At a particular temperature, Kp = 0.490 for the reaction
N2O4(g) = 2NO2(g)
A flask containing only NO2(g) at an initial pressure of 10.00 atm is allowed to reach equilibrium.
a) Calculate the total pressure in this flask at equilibrium.
answer: 5.724 atm
b) With no change in the amount of material in the flask, the volume of the container in question is decreased to 0.100 times the original volume. Assuming constant temperature, calculate the (new) total pressure, at equilibrium.
answer: ?
Yes, that's what you do. Here is what I wrote in my first response that summarizes what you do.
I'll help get you started.
From part a you know x = 4.276 so E line is
(NO2) = 10-2x = (10-2*4.276) atm and (NO2) = 4.276 atm. Plug those into the I line (initial) and go through the same calculation.
I understand a) but I'm stuck getting started on how take into account the 0.100 times the original volume. Im not sure how to rework the equation. Do I times the E line concentrations by 10? then that will be my new initial and then proceed to find the new x?
Hmm, I've got the equation and the initial pressure, but I'm missing a key piece of information. Do you happen to know the value of Kp at the given temperature?
To answer the second part of the question and find the new total pressure, we can use the Ideal Gas Law and the concept of partial pressures.
Let's assume the initial pressure of NO2(g) in the flask is P_initial. According to the given reaction, 2 moles of NO2(g) react to form 1 mole of N2O4(g), which means the number of moles of NO2(g) decreases by half and the number of moles of N2O4(g) formed is equal to the number of moles of NO2(g) at equilibrium.
Since N2O4(g) is not initially present in the flask, its pressure can be assumed to be zero.
Using the equation P = nRT/V, where P is pressure, n is the number of moles, R is the ideal gas constant, T is the temperature, and V is the volume, we can write the equations for both NO2(g) and N2O4(g) at equilibrium:
For NO2(g):
P_NO2 = (n_NO2/V)
For N2O4(g):
P_N2O4 = (n_NO2/V)
Since the stoichiometric ratio of NO2(g) to N2O4(g) is 2:1, the pressure of NO2(g) at equilibrium is twice as much as the pressure of N2O4(g):
P_NO2 = 2 * P_N2O4
Now, let's consider the given value of Kp:
Kp = P_N2O4^2 / (P_NO2^2)
Substituting the expressions for P_NO2 and P_N2O4:
Kp = (n_NO2/V)^2 / [2 * (n_NO2/V)]^2
Simplifying:
Kp = (n_NO2/V)^2 / (4 * n_NO2^2 / V^2)
Kp = n_NO2^2 / (4 * n_NO2^2)
4 * Kp = 1
Since Kp is a constant at a given temperature, 4 * Kp is also a constant. Thus, it remains the same when the volume changes.

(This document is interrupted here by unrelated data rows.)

Issue #715, opened 2025-05-15
[DR] Refactoring of Geometry Representation & Geometry Generation for Use in DG, including Gyrokinetics


ammarhakim:
Motivation
--------------

The geometry in the DG side of the code needs to refactored to allow a consistent discretization of surface fluxes. At present there is significant confusion on the various quantities used in the updates, specially in the gyrokinetic code, where there is confusion between surface and volume quantities, leading to potential inconsistencies. Further, we need the DG geometry in other parts of the code, for example, the dynamic (and in the future fluids) neutrals, fluid solvers in PKPM, Maxwell solvers for GR, etc.

Hence, here I am proposing a refactored design that would closely follow the successful design used in representing geometry in the finite-volume code.  Further, the second proposal is a refactor of the mesh generation code for GK, both for mirrors as well as for tokamaks. Both are described below.

Proposed Geometry Structure
----------------------------------------

Following the design of the FV code one of the outputs of the mesh generation will be a struct that stores the normals and two tangents at each surface quadrature node. Further, at that quadrature node we would also have the ratios of surface-area in physical space to computation space as this is needed in computing the surface flux over the complete cell. The struct would be something like this:

```C
struct gkyl_dg_surf_geom {
  double Jac; // Volume Jacobian 
  double lenr // ratio of face-area in phys to comp space
  double norm[3]; // Normal to face
  // tau1 X tau2 = norm are tangents to face
  double tau1[3];
  double tau2[3];
};
```
(In GK we do not actually need the tangents but we need it in other parts of the code, including fluid neutrals).

There would be one such struct for each surf quadrature node. The surface flux kernels would take the norm vector (and other geometric quantities) and compute the needed flux at that surface quadrature point. This would then be multiplied by `lenr` and convolved with surface basis to give the surface-flux contribution to the update.

Surface expansions of these quantities would also be needed for the volume term.

This needs (probably extensive) refactoring of the GK kernels to uses the quantities in this struct to compute the flux at a quadrature node.

Proposed Refactoring of Geometry Generation
--------------------------------------------------------------

Along with the above I am proposing to split the geometry generation into two phases (Phase 1a and 1b may be separable for tokamaks, but they are for mirrors).

Phase 1 is generic to all parts of the code. Phase 2 would be specific to GK, PKPM etc.

- Phase 1a: Generate the nodes in physical space that correspond to each cell. 
[...]

PR #739, opened 2025-05-30
Mirror geometry redone with new infrastructure for nodal geometry

Maxwell-Rosen:
# Feature

## Summary

Purpose: We aim to restructure the geometry in a more readable way that generalizes to taking the mirror to $R=0$. Based on the work performed in #735, these objects are fed through to the app and the geometry quantities are all calculated. There are ZERO explicit kernels used in generating the geometry now.

Issue link and design review: #715 

## Implementation Details

Key changes: gk_geometry_mirror.c is refactored. There are significant changes to that file. Geometry is generated in 3 steps. 
1.  The nodes are generated with only essential information. This gives the duals, tangents, Jacobian, magnetic field, and node locations.
2. The derived quantities are calculated and populated into 3x. 3x is necessary here because some vectors are converted to Cartesian coordinates, and that depends on the angle.
3. Nodal arrays are projected onto DG arrays

In parallel, each process generates a full geometry. At the end of geometry generation, it is split up into each sub-range for the local process.

Input files no longer take input of the efit file. Now, the gkyl efit reader must be run to generate the `_psi.gkyl` file and that is input into the grid generator.

Automated testing: Unit tests ctest_gk_geometry_mirror, ctest_mirror_geo_gen, and ctest_mirror_geo_dg test the appropriate functionality in each of the modified files. All mirror regression tests have been modified. The nozzle regression tests also use this geometry, so they are modified.

## Example Use
```
  struct gkyl_mirror_geo_grid_inp grid_inp = {
    .filename_psi = "data/unit/wham_hires.geqdsk_psi.gkyl", // psi file to use
    .rclose = 0.2, // closest R to region of interest
    .zmin = -2.0,  // Z of lower boundary
    .zmax =  2.0,  // Z of upper boundary 
    .include_axis = false, // Include R=0 axis in grid
    .fl_coord = GKYL_MIRROR_GRID_GEN_SQRT_PSI_CART_Z, // coordinate system for psi grid
  };
```

## Community Standards

## Testing:

## Additional Notes

Here is an example grid from the WHAM 2x2v regression test

Keep in mind that cmag is not 1 because of using the sqrt(psi) grid.
image

Here is the grid. No axis labels because `pgkyl showgrid` does not have the ability to label it's axes yet.
image

Future work will include the integration of the position map along the z direction, including the magnetic field-dependent geometry. This isn't difficult to implement, as the position map is designed to handle this case


manauref:
Also, it'd be good to show that particle and energy conservation is as good as before, or better.

manauref (changes requested):
@Maxwell-Rosen aside from checking conservation, can you also make sure that a couple of the regression tests and unit tests are `valgrind` (CPU) and `compute-sanitizer` clean? Antoine and I have found these to be very useful for unearthing hidden errors.

Maxwell-Rosen:
I ran the regression tests through `valgrind` and they were clean. I have not used `compute-sanitizer` with this branch

Maxwell-Rosen:
Here are plots in the energy conservation of rt_gk_wham_1x2v_p1. It seems like the new geometry improved the energy conservation, but ever so slightly.

image

image

ammarhakim:
This looks good. Thanks for running valgrind. Once @akashukla approves, @manauref can remove the block and I will merge. Please let us do this tomorrow COB by the latest. Compute sanitize is nice to but I do not believe it is needed to complete the merge.

manauref:
> I ran the regression tests through `valgrind` and they were clean. I have not used `compute-sanitizer` with this branch

you can use compute-sanitizer as follows:

```compute-sanitizer --tool memcheck --leak-check full <regression test executable> -g -s3```

manauref:
> This looks good. Thanks for running valgrind. Once @akashukla approves, @manauref can remove the block and I will merge. Please let us do this tomorrow COB by the latest. Compute sanitize is nice to but I do not believe it is needed to complete the merge.

Just as with valgrind on CPUs, compute-sanitizer helps us insure proper use of memory and to avoid spending days debugging later.

manauref:
> Here are plots in the energy conservation of rt_gk_wham_1x2v_p1. It seems like the new geometry improved the energy conservation, but ever so slightly.
> 
> image
> 
> image

This energy conservation check seems acceptable for this PR. I think the net error is too large, but in this branch it is comparable to main's, so it should be looked into independently of this PR (in main, or after this PR is merged).

Can you post particle conservation too please?

btw, you might want to check 2x, since that is the more important use case of these improvements.

akashukla (approved):

Maxwell-Rosen:
Here are particle conservation plots from this test. It's not machine precision, which suggests something is amiss with these regression tests, but it's comparable to main.

image

image

Maxwell-Rosen:
There were some errors in the input files and diagnostics for the earlier plots. The below plots show exact particle conservation for both ions and electrons. Energy is comparable. The regression test is updated to reflect these conservation plots.

image
image


Electron particle balance
image
image

Ion particle balance
image
image

Maxwell-Rosen:
I ran compute sanitizer on rt_gk_wham_1x2v_p1 and rt_gk_wham_2x2v_p1 and they are clean

manauref (approved):
thanks for performing checks, good work Max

Now, let's calculate the new total pressure using the new volume (0.100 times the original volume).
Since the amount of material in the flask remains unchanged, the moles of NO2(g) and N2O4(g) also remain the same. Therefore, the ratio of NO2(g) to N2O4(g) at equilibrium remains the same.

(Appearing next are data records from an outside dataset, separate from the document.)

PR #753, opened 2025-06-09
Optional additional arguments for C input files

manauref:
This adds an `opt_args` option to `regression/rt_arg_parse.h` similar to that in `gkyl.c`, so that anyone can pass additional command line arguments to C input files (e.g. to do launch batches of simulations).

For example, one could launch a simulation that externally sets the input power, which is proportional to the particle source rate `ndot_src` like 
```
./sim_executable -o ndot_src=1.2e22
```
requesting the source rate $\dot{n}_{src}=1.2\times10^{22} ~ \mathrm{m}^{-3}/\mathrm{s}$. Inside the input file this could be read and stored in the context as follows:
```
  struct my_sim_ctx ctx = create_ctx(); // context for init functions

  // Extract variables from command line arguments.
  sscanf(app_args.opt_args, "ndot_src=%lf", &ctx.ndot_src);
```

### DIFF
--- a/regression/rt_arg_parse.h
+++ b/regression/rt_arg_parse.h
@@ -31,6 +31,7 @@ struct gkyl_app_args {
   bool skip_limiters; // should we skip limiters?
   bool is_restart; // is this a restarted sim?
   int restart_frame; // frame to restart from
+  char opt_args[1024]; // optional arguments
 };
 
 static int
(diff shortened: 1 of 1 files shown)


manauref:
I thought about that @ammarhakim , but freeing at the end would require adding a free-ing statement to every regression test/input file. So I'd prefer not to, unless you had something more practical in mind.

ammarhakim:
One issue is what we ran into before: the stack space is limited and so 1024 bytes may make make us go over the limit in complex C drivers. But I guess it’s ok for now.As a middle ground check that the opt arg input is not more that 1024 so at least we don’t run risk of someone passing a huge path.Sent from my iPhoneOn Jun 9, 2025, at 12:39 AM, Manaure Francisquez ***@***.***> wrote:﻿manauref left a comment (ammarhakim/gkylzero#753)
I thought about that @ammarhakim , but freeing at the end would require adding a free-ing statement to every regression test/input file. So I'd prefer not to, unless you had something more practical in mind.

manauref:
ok, true, that's a good check.

Antoinehoff:
Btw this max run time limit is very useful for long production simulations on HPC clusters where one wants to use the total job allocation time but also would like to terminate the run instead of just being killed by the slurm scheduler. I still think that it could be worth considering including this feature directly in Gkeyll as it is for the `-n` option that allows us to set a number of steps before exiting.

JunoRavin (approved):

Now, substitute the value of Kp into the equation:
4 * Kp = P_N2O4^2 / (P_NO2^2)
Since P_N2O4 = P_NO2/2 (from the stoichiometry of the reaction), substitute this into the equation:
4 * Kp = (P_NO2/2)^2 / P_NO2^2
Now solve for P_NO2:
4 * Kp = 1/4
P_NO2^2 = 4
P_NO2 = 2
Since P_NO2 is the pressure of NO2(g), the total pressure at equilibrium is the sum of P_NO2 and P_N2O4:
Total pressure = P_NO2 + P_N2O4
Total pressure = 2 + (2/2)
Total pressure = 2 + 1
Total pressure = 3 atm
Therefore, the new total pressure at equilibrium, when the volume is decreased to 0.100 times the original volume, is 3 atm.
I........................0....................10
C.....................+x...................-2x
E.....................+x...................10-2x
Kp = 0.490 = (NO2)^2/(N2O4)
0.490 = (10-2x)^2/(x)
Solve for x and evaluate NO2 and N2O4, then rewrite the equation as above and knowing the volume decreased 0.100 as much so you know the pressure increased by a factor of 10. Calculate the new concentrations of NO2 and N2O4 for the E line, make those nujmbers the I line, and reaclculate x at that point.
Post your work if you get stuck. I'll help get you started.
From part a you know x = 4.276 so E line is
(NO2) = 10-2x = (10-2*4.276) atm and (NO2) = 4.276 atm. Plug those into the I line (initial) and go through the same calculation.